_EXERCISE INPUTS_
PR #6621, opened 2026-08-19
fix(tools): consult GitHub Releases when local Hermes version leads PyPI

### LINKED ISSUE #6618: Hermes 最新版本显示 0.19.0 但本地已安装 0.20.4（PyPI 滞后于 git 主线）
### 版本号 / CC Switch Version
v3.20.0 (Windows)

### 描述 / Description
Hermes 的「最新版本」显示 0.19.0，但本地已安装 0.20.4（git 安装，GitHub tag v2026.8.18），出现「最新版本 < 当前版本」的矛盾。

### 复现步骤 / Steps to reproduce
1. 打开 设置 → 关于（工具管理面板）
2. 查看 Hermes 一行的 当前版本 / 最新版本

### 预期行为 / Expected Behavior
最新版本应 >= 当前版本。Hermes 最新主线为 v0.20.4（2026-08-18 发布，tag v2026.8.18）。

### 实际行为 / Actual Behavior
当前版本 0.20.4，最新版本 0.19.0。

### 根因推测 / Root cause hypothesis
Hermes 的「最新版本」检测似乎从 PyPI 查询（pypi.org/pypi/hermes-agent/json -> 0.19.0，发布于 2026-07-20），但 Hermes 官方主线已迁移到 git/GitHub releases 分发，PyPI 发布滞后于主线（0.20.x 尚未发布到 PyPI），导致最新 < 当前。

### 环境 / Environment
- CC Switch v3.20.0 (Windows)
- Hermes 0.20.4（git 安装，HERMES_HOME=%LOCALAPPDATA%\hermes）

### 建议 / Suggestion
Hermes 的 latest 版本检测改用 GitHub Releases API（api.github.com/repos/NousResearch/hermes-agent/releases/latest），与 CC Switch 自身的 updater 一致；或对 git 安装方式的 Hermes 跳过 PyPI 检查。

SailingLoong:
Hi 👋 Another small one from the same sync-with-upstream effort as #6482.

Fixes #6618 (and the earlier report #6475).

## Problem

The tools panel queries PyPI for Hermes' "latest version", but Hermes' mainline now ships through GitHub Releases and PyPI lags behind (currently `0.19.0` vs `0.20.4`). Git-installed users get a contradictory "latest < current" display.

One extra wrinkle: the repo tags releases with calendar versions (`v2026.8.18`) while the CLI reports semver (`0.20.4`), and the semver only survives in the release *name* ("Hermes Agent v0.20.4 (2026.8.18)") — so a plain tag-based lookup wouldn't be comparable either.

## Fix

- Keep PyPI as the primary source — it remains the channel cc-switch installs/upgrades Hermes through, so pip users keep seeing exactly what they can upgrade to, with no extra request.
- Only when the local version strictly leads PyPI's `latest` (i.e. a git/mainline build — the situation in the issue), or when PyPI is unreachable, consult the GitHub latest release. Same shape as `fetch_npm_latest_for_tool`'s "local ahead → check the pre-release channel" logic.
- `fetch_github_latest_version` now prefers a semver parsed from the release `name`, falling back to the `tag_name` as before. For opencode this is behavior-neutral — its current releases use `name == tag_name` (`v1.18.18`).

## Validation

- `cargo test --lib commands::misc::tests` — 96 passed, including 3 new tests: name-over-calendar-tag extraction, tag fallback when the name has no semver, and the strictly-greater gating.
- Spot-checked the live endpoints: PyPI `hermes-agent` → `0.19.0`; GitHub `releases/latest` → name "Hermes Agent v0.20.4 (2026.8.18)", tag `v2026.8.18`. A local `0.20.4` build now resolves latest `0.20.4` instead of `0.19.0`.
- `cargo fmt` clean.

Happy to adjust — e.g. if you'd rather always show the GitHub release for Hermes regardless of install channel, that's a two-line change here.

### DIFF
--- a/src-tauri/src/commands/misc.rs
+++ b/src-tauri/src/commands/misc.rs
@@ -821,7 +821,7 @@ async fn get_single_tool_version_impl(
             }
         }
         "openclaw" => fetch_npm_latest_for_tool(&client, "openclaw", tool, local).await,
-        "hermes" => fetch_pypi_latest_version(&client, "hermes-agent").await,
+        "hermes" => fetch_hermes_latest_version(&client, local).await,
         "pi" => {
             fetch_npm_latest_for_tool(&client, "@earendil-works/pi-coding-agent", tool, local).await
         }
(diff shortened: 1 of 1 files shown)


farion1231:
@codex review

farion1231:
Thanks for the PR and the careful write-up. The release-name observation (semver lives in the name, the tag is calendar-versioned) was exactly right, and the fix that landed on main (b1250dc7a) borrows that idea.

Closing this in favour of that commit, mainly because the premise of keeping PyPI as the primary source doesn't hold for cc-switch: it installs Hermes through the official install.sh (a git clone of main) and upgrades through `hermes update` (git pull), so PyPI is never the channel users actually get Hermes from. With PyPI first, anyone still on 0.19.0 would keep seeing "up to date" and never get the upgrade button.

The landed version therefore queries GitHub Releases first with PyPI only as a fallback (the "always GitHub" variant you offered), rejects calendar-looking numbers on both the name and tag paths so 2026.x.y can never be shown as a version, hides a fallback value that is already behind the local version, and adds a 15s request timeout since api.github.com is now hit on every refresh.

Appreciate the work here.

_AIM OF THE TASK_
Beginning with the line containing "Hermes 的 latest" and ending with the line containing "## Validation", extract those lines exactly from the listing above, and only those.

_EXERCISE RESULT_
Hermes 的 latest 版本检测改用 GitHub Releases API（api.github.com/repos/NousResearch/hermes-agent/releases/latest），与 CC Switch 自身的 updater 一致；或对 git 安装方式的 Hermes 跳过 PyPI 检查。

SailingLoong:
Hi 👋 Another small one from the same sync-with-upstream effort as #6482.

Fixes #6618 (and the earlier report #6475).

## Problem

The tools panel queries PyPI for Hermes' "latest version", but Hermes' mainline now ships through GitHub Releases and PyPI lags behind (currently `0.19.0` vs `0.20.4`). Git-installed users get a contradictory "latest < current" display.

One extra wrinkle: the repo tags releases with calendar versions (`v2026.8.18`) while the CLI reports semver (`0.20.4`), and the semver only survives in the release *name* ("Hermes Agent v0.20.4 (2026.8.18)") — so a plain tag-based lookup wouldn't be comparable either.

## Fix

- Keep PyPI as the primary source — it remains the channel cc-switch installs/upgrades Hermes through, so pip users keep seeing exactly what they can upgrade to, with no extra request.
- Only when the local version strictly leads PyPI's `latest` (i.e. a git/mainline build — the situation in the issue), or when PyPI is unreachable, consult the GitHub latest release. Same shape as `fetch_npm_latest_for_tool`'s "local ahead → check the pre-release channel" logic.
- `fetch_github_latest_version` now prefers a semver parsed from the release `name`, falling back to the `tag_name` as before. For opencode this is behavior-neutral — its current releases use `name == tag_name` (`v1.18.18`).

## Validation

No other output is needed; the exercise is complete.